We have a lot of distance to travel today, a lot of driving down to Indianapolis.
The weather was cool and dull with rain expected.
If it's going to rain I'm pleased it's on a day we are mostly in the car. And it did rain, quite heavily at times. Then the sun would come out for a bit.
We stopped briefly at a lakeside to stretch our legs, but didn't stop again until we spotted Rachael's diner in the oddly named village of White Pigeon. Obviously where the locals socialise, it cost us the princely sum of $2 for a couple of cups of coffee.
Indiana is cornfields, interspersed occasionally with a few trees, plus some other small crop about a foot high which we think maybe mint (but we really aren't sure!). And farms, quite a lot of small farms, looking clean and tidy with tall silver silos and carefully painted farmhouses and outbuildings.
Our first, and it turned out our only, stop was at Amish Acres, a working Amish farm. We paid for a tour package of a brief documentary film, the house tour and the wagon ride. Unfortunately the wagon tour became a walking tour as the grounds were slowly being taken over by marquees for a two day festival starting tomorrow. Unfortunately too as it had been raining and it was a tad muddy, with me in Birkenstocks.
The documentary was brief and informative, charting the beginnings of the Amish exodus to this country. We were the only ones in there ...
The house tour was worth doing. There were about ten of us in this group and we were shown all the different buildings the Amish use in their day to day living - smoke house, food drying hut and bake house, and the living areas. The Amish do not use electricity so everything was a throwback to the 19th century.
They speak Pennsylvania Deutsch and pray in High German.
The walking tour took in more structures in the grounds of the farm including a school house and ice house.

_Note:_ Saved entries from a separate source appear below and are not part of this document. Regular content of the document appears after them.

Issue #462, opened 2015-03-12
LSTM and GatedRecurrent interface harmonization


bartvm:
Would be nice if they take `dim` and `activation` in the same order so that code can use either of them transparently.

dwf:
@orhanf This one's for you this week!

vikkamath:
Isn't this issue closed? (Refer PR #497)

rizar:
It should be, thanks!

PR #497, opened 2015-03-17
CCW ticket issue #462 changes

orhanf:
LSTM and GatedRecurrent `dim` and `activation` parameter passing harmonized.
For GatedRecurrent default value for `activation` is also set to `Tanh`.
Unit tests changed respectively.

### DIFF
--- a/blocks/bricks/recurrent.py
+++ b/blocks/bricks/recurrent.py
@@ -439,14 +439,14 @@ class GatedRecurrent(BaseRecurrent, Initializable):
 
     Parameters
     ----------
+    dim : int
+        The dimension of the hidden state.
     activation : :class:`.Brick` or None
         The brick to apply as activation. If ``None`` a
         :class:`.Tanh` brick is used.
     gate_activation : :class:`.Brick` or None
         The brick to apply as activation for gates. If ``None`` a
         :class:`.Sigmoid` brick is used.
-    dim : int
-        The dimension of the hidden state.
     use_upgate_gate : bool
         If True the update gates are used.
     use_reset_gate : bool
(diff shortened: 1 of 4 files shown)


blocks/bricks/recurrent.py
```diff
@@ -439,9 +439,10 @@ class GatedRecurrent(BaseRecurrent, Initializable):
 
     Parameters
     ----------
-    activation : :class:`.Brick`
-        The brick to apply as activation.
-    gated_activation : :class:`.Brick` or None
+    activation : :class:`.Brick` or None
```
rizar: Can you please permute the entries of `Parameters` section in the same order as argument of the `__init__` method?

tests/bricks/test_recurrent.py
```diff
@@ -143,14 +143,17 @@ def sigmoid(x):
...
+        self.gated = GatedRecurrent(dim=3,
+                                    activation=Tanh(),
+                                    gate_activation=Tanh(),
+                                    weights_init=Constant(2))
         self.gated.initialize()
-        self.reset_only = GatedRecurrent(
-            dim=3, weights_init=IsotropicGaussian(),
-            activation=Tanh(), gate_activation=Tanh(),
-            use_update_gate=False, seed=1)
+        self.reset_only = GatedRecurrent(dim=3,
```
rizar: Although technically PEP8 allows that, please do not use this Groundhog style indentation, that is one line per one keyword argument. It takes too much space and we in Blocks sort of don't do it. Sorry for being picky!

rizar:
I have only 2 comments and then we can merge!

tests/bricks/test_recurrent.py
orhanf: It's okay, good to know the convention. Fixed it.

orhanf:
fixed according to @rizar comments

rizar:
Very nice, thanks!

Of course we had to visit the bakery and fudgery before we left, especially as we didn't get lunch :)
We saw a few Amish houses after the farm, and one or two horse-drawn carriages on the road.

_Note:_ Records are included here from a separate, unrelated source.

PR #498, opened 2015-03-18
Fixing recurrent

laurent-dinh:
Just an alternative to fixing the documentation.

### DIFF
--- a/blocks/bricks/recurrent.py
+++ b/blocks/bricks/recurrent.py
@@ -184,8 +184,10 @@ def recurrent(*args, **kwargs):
 
             def scan_function(*args):
                 args = list(args)
-                arg_names = (list(sequences_given) + list(states_given) +
-                             list(contexts_given))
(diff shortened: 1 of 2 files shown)


rizar:
In general I like the idea, but code is convoluted. Seems like the code above is equivalent

```python
outputs_info = [
    states_given[name] in name in application.states
    else None 
    for name in application.outputs]
```

laurent-dinh:
Yes, I just replaced it. Also changing the (`scan_function`)[https://github.com/bartvm/blocks/blob/master/blocks/bricks/recurrent.py#L185] so as to take into account the order.

rizar:
Okay. Can you please turn your gist into a test?

rizar:
Ping! You have a test, just add it to `tests/bricks/test_recurrent.py` and that would be it.

laurent-dinh:
Done.

rizar:
Thanks!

We were planning a visit to the Kokomo glass factory, as we were passing, but we'd been so long at Amish Acres that it would have been 6pm before we got there. As I'd spent (ahem too much) at the Gathering, I didn't mind missing it too much. Plus they make sheet glass and maybe wouldn't be suitable anyway.
We were pleasantly surprised with Indianapolis. We'd come in along highway 31 and the houses were huge and beautiful. And so many of them. There were a few tall buildings but not many as we'd come to to expect in American cities. The hotel is one of those clapboard, interesting houses we'd been looking at since we arrived in America. It has steps up to the large porch, which also contains a set of table and chairs and a swing seat. The house is very large, with high ceiling airy rooms, tastefully furnished in the style of a bygone era with polished, wooden, creaky floors.
We walked the 15 minutes into the city to Mass Ave, the street for restaurants and bars. We had dinner in Macnivens, a Scottish pub, before going to the Chatham Tap where the Chelsea fans meet up to watch matches on the big screens there. They made us very welcome and we shared a few beers (they sell Strongbow *happy me*) whilst talking all things Chelsea.